Imagine going to a medical facility, and after multiple doctors and nurses stare at you and ask a lot of general, unrelated questions, they immediately come to a conclusion about what your ailment must be. They have taken no tests, and never made any specific diagnosis of your body, externally or internally. No inquiry was made about your past to help them better determine the cause or nature of your ailment. Not one overall evaluation of your symptoms was ever completed. In other words—they do not really know much at all about what is wrong with you! They applied their personal judgment, based primarily on what little they have seen of you, and then prescribed treatment for a condition that may or may not be your actual problem. In addition, they insisted that you follow their plan, in spite of your defense concerning your situation, since they are sure that they are more knowledgeable about this than you are.

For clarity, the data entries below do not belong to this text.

PR #1466, opened 2026-06-05
Rearchitect vcpkg port for official submission

### LINKED ISSUE #1037: Remove unused variables in OfflineStorage_Room.cpp and HttpClient_Android.cpp
Remove unused variables in these CPP files that cause build breaks on various compilers.
See OTELCPP for Details.

bmehta001:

This scenario resembles, in essence, what happened to Job (rhymes with “robe”) in the Bible. Job was trying to be as righteous before God as he could be. But when sudden calamity struck his life, his friends gathered around him and condemned him, saying that it must have happened because of sin in his life. But Jesus said, “Judge not, and ye shall not be judged: condemn not, and ye shall not be condemned: forgive, and ye shall be forgiven [by God]” (Luke 6:37). Are we quick to declare someone else guilty for wrongs they may or may not have committed, instead of taking a careful look at our own sins?

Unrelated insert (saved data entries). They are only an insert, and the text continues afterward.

Issue #345, opened 2020-05-06
Upgrade to more modern Visual Studio 2019 and Win 10 SDK


maxgolov:
Several fundamental issues:

- paths in build scripts currently assume vs2017

- solution files are optimized for vs2017

- we are not using the latest Win 10 SDK, e.g.

```
    <WindowsTargetPlatformVersion>10.0.17763.0</WindowsTargetPlatformVersion>
    <WindowsTargetPlatformMinVersion>10.0.17763.0</WindowsTargetPlatformMinVersion>
```
is what we use, versus
```
    <WindowsTargetPlatformVersion>10.0</WindowsTargetPlatformVersion>
    <WindowsTargetPlatformMinVersion>10.0.18362.0</WindowsTargetPlatformMinVersion>
```
What's latest.

- toolset is old'ish :
```
<PlatformToolset>v141</PlatformToolset>
```
vs
```
    <PlatformToolset>v142</PlatformToolset>
```

There are several ways to solve this:
- use conditions and specify all these 'variables' under conditions
- forcedly upgrade to vs2019+vc142+latest Win 10 SDK by default

PR #1473, opened 2026-06-10
fix: guard HAVE_MAT_LIVEEVENTINSPECTOR/PRIVACYGUARD against redefinition

bmehta001:
The modules-repo (`cpp_client_telemetry_modules`) CI workflow `build-posix-latest-exp` has been failing on Linux and macOS for ~2 weeks with:

```
lib/include/mat/config-default.h:36: error: 'HAVE_MAT_LIVEEVENTINSPECTOR' macro redefined [-Werror,-Wmacro-redefined]
lib/include/mat/config-default.h:37: error: 'HAVE_MAT_PRIVACYGUARD' macro redefined [-Werror,-Wmacro-redefined]
```

### Root cause

When `BUILD_LIVEEVENTINSPECTOR` / `BUILD_PRIVACYGUARD` (default `YES`) is on and the respective module dir exists, `tests/functests/CMakeLists.txt` and `tests/unittests/CMakeLists.txt` add `-DHAVE_MAT_LIVEEVENTINSPECTOR` / `-DHAVE_MAT_PRIVACYGUARD` to the compile command. The three `config-default*.h` headers then `#define` the same macros unconditionally. With `-Werror` (added by #1415), the `-Wmacro-redefined` warning becomes fatal on GCC/Clang.

Other macros in the same block (`HAVE_MAT_JSONHPP`, `HAVE_MAT_ZLIB`, `HAVE_MAT_STORAGE`, etc.) are not added by CMake `-D` flags, so this only affects these two.

### Fix

Wrap the two `#define`s in `#ifndef` guards in all three `config-default*.h` headers (`config-default.h`, `config-default-cs4.h`, `config-default-exp.h`). Pure-additive:
- No command-line `-D`: header defines them as before. Unchanged.
- With command-line `-D`: header skips the redefine, no warning.

### Verification

- Sister `cpp_client_telemetry_modules` open PRs (#277, #345, #349) are all blocked by this regression on Linux/macOS — even master itself is red.
- Windows is unaffected (MSVC handles the redefine differently).
- No behavior change: macros still end up defined either way.


bmehta001:
Force-pushed to extend the fix to all three `config-default*.h` headers (`config-default-cs4.h`, `config-default-exp.h` had the same unconditional defines). Same trivial 2-line guard per file. Verified no conflict with #1466.

baijumeswani (approved):

PR #1493, opened 2026-06-22
Low-severity hardening: CSPRNG UUIDs (POSIX) and null-safe zlib error logs

bmehta001:
Two low-severity hardening fixes from a repo-wide review.

## 1. POSIX/Android UUID generation used `std::rand()` (predictable)

`PAL::generateUuidString()`'s non-Windows/non-Apple fallback built the entire 128-bit UUID from `std::rand()`, seeded once with `srand(time(0) ^ nanos)`. `std::rand()` is a weak, predictable PRNG and a time-based seed is guessable, so identifiers derived from it (`m_sessionId`, `SESSION_ID_LEGACY`, `sessionSDKUid`, Signals `InstanceId`, per-event ids) were predictable.

These are correlation identifiers (not auth material — the upload credential is the tenant token), hence Low. Fix: source the bytes from **`std::random_device`** (backed by `/dev/urandom` on Linux/Android), matching the existing `CorrelationVector.cpp` / `PseudoRandomGenerator` usage. The Windows (`CoCreateGuid`) and Apple (`CFUUIDCreate`) paths are unchanged.

**Test:** `PalTests.UuidGeneration` now also asserts a batch of **1000 generated UUIDs are all distinct** (on top of the existing length / format / entropy checks).

## 2. zlib error logs pass a possibly-NULL `msg` to `%s`

`ZlibUtils.cpp:51` and `HttpDeflateCompression.cpp:47,83` logged `zs.msg` / `stream.msg` via `%s`. zlib leaves `msg == Z_NULL` for several error codes (`Z_MEM_ERROR`, `Z_BUF_ERROR`, after a failed `deflateInit2`), and `printf("%s", NULL)` is undefined behavior — benign `(null)` on glibc but not guaranteed across the MSVC/Android/Apple CRTs this SDK targets. Guard with `msg ? msg : "(null)"`.

## Validation

Built and ran `UnitTests` on Linux (host): `PalTests` (incl. the new UUID-uniqueness check) and `ZlibUtilsTests` pass.


lib/pal/PAL.cpp
```diff
@@ -369,19 +369,17 @@ namespace PAL_NS_BEGIN {
...
-        static std::once_flag flag;
-        std::call_once(flag, [](){
-            auto now = std::chrono::high_resolution_clock::now();
-            auto nanos = std::chrono::duration_cast<std::chrono::nanoseconds>(now.time_since_epoch()).count();
-            std::srand(static_cast<unsigned int>(std::time(0) ^ nanos));
-        });
+        // Use a CSPRNG-backed source (std::random_device reads from /dev/urandom
+        // on Linux/Android) rather than std::rand()/srand(time(0)), so the session
+        // and event identifiers built from this are not predictable.
+        std::random_device rd;
```
lalitb: Since `generateUuidString()` is on the event logging path, do we have any perf data for constructing `std::random_device` on every UUID, especially on Linux/Android? The security improvement makes sense; I just want to make sure we are not adding a noticeable hot-path cost.

bmehta001: The old approach took ~115 ns, and this approach takes ~2.0 µs. I think `generateUuidString()` should be called once or twice per event.

`std::random_device` is `thread_local` , so it should only be constructed once per thread. If this is too much of a cost (17x slower), then I can close this PR.

tests/unittests/PalTests.cpp
```diff
@@ -68,6 +69,16 @@ TEST_F(PalTests, UuidGeneration)
         diff += (uuid0[i] != uuid1[i]);
     }
     EXPECT_THAT(diff, Gt(20u));
+
+    // A batch of generated UUIDs must all be distinct (guards against a stuck
+    // or low-entropy generator).
+    std::set<std::string> uuids;
+    for (size_t i = 0; i < 1000; i++) {
```
baijumeswani: Define these consts as variable names (maybe with constexpr) so it is clear what their purpose is.


```
constexpr size_t uuid_batch_size = 1000;
constexpr size_t uuid_length = 36;
```

Or more meaningful names.

baijumeswani (approved):

tests/unittests/PalTests.cpp
bmehta001: Fixed

baijumeswani (approved):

As children of God, we can be just as guilty as Job’s friends when we pronounce condemnation on another. The book of Job serves as a good example for the follower of Christ to study with all sincerity.
One situation in this book we should take particular note of is the way Job’s ‘friends’ counseled him. They were fully convinced that Job had to have done something wrong to cause the suffering and downfall that he was experiencing. They believed that there was some kind of sin in his life that he refused to admit or let go of. Their form of ‘help and compassion’ were an added burden for Job more than a benefit. The Bible says, “For God sent not his Son into the world to condemn the world; but that the world through Him might be saved” (John 3:17). What authority did these friends of Job have to judge him, when the very Son of God would not even do so? No matter what defense Job gave in response to their accusations, they would counter it with their self-righteous advice. Job did not yet know that God was behind his adversity, but he still strongly believed that he had not brought in on himself by sin.
By the time we reach the thirteenth chapter, we realize that Job had finally had enough of their counsel. “What ye know, the same do I know also: I am not inferior unto you. Surely I would speak to the Almighty, and I desire to reason with God” (Job 13:2-3). Job tells them here that they are not superior to him, for he certainly knows as much about himself, if not more, than they do. He would rather take this matter up directly with God. Then he stated that they “are forgers of lies, ye are all physicians of no value” (Job 13:4). He declared that they would be considered wiser if they did not say anything at all! We should pay attention to Job’s statement here, because, too often, we are guilty of doing the same thing. God never called us to condemn one another. He has reserved the carrying out of judgment for Himself, not us.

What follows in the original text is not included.